RECORD SET
PR #370, opened 2022-07-07
fix: remove disabled dials from output

dimsome:
added check to remove looping over disabled dials. Disabled dials will not produce a console output anymore.

### DIFF
--- a/tasks/dials.ts
+++ b/tasks/dials.ts
@@ -223,8 +223,10 @@ task("dials-snap", "Snaps Emissions Controller's dials")
 
         latestDialVotes.forEach(async (vote, dialId) => {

WHAT YOU ARE ASKED TO DO
Could you filter the material above and copy each line that holds the word "dials"?

THE ANSWER
fix: remove disabled dials from output
added check to remove looping over disabled dials. Disabled dials will not produce a console output anymore.
--- a/tasks/dials.ts
+++ b/tasks/dials.ts
@@ -223,8 +223,10 @@ task("dials-snap", "Snaps Emissions Controller's dials")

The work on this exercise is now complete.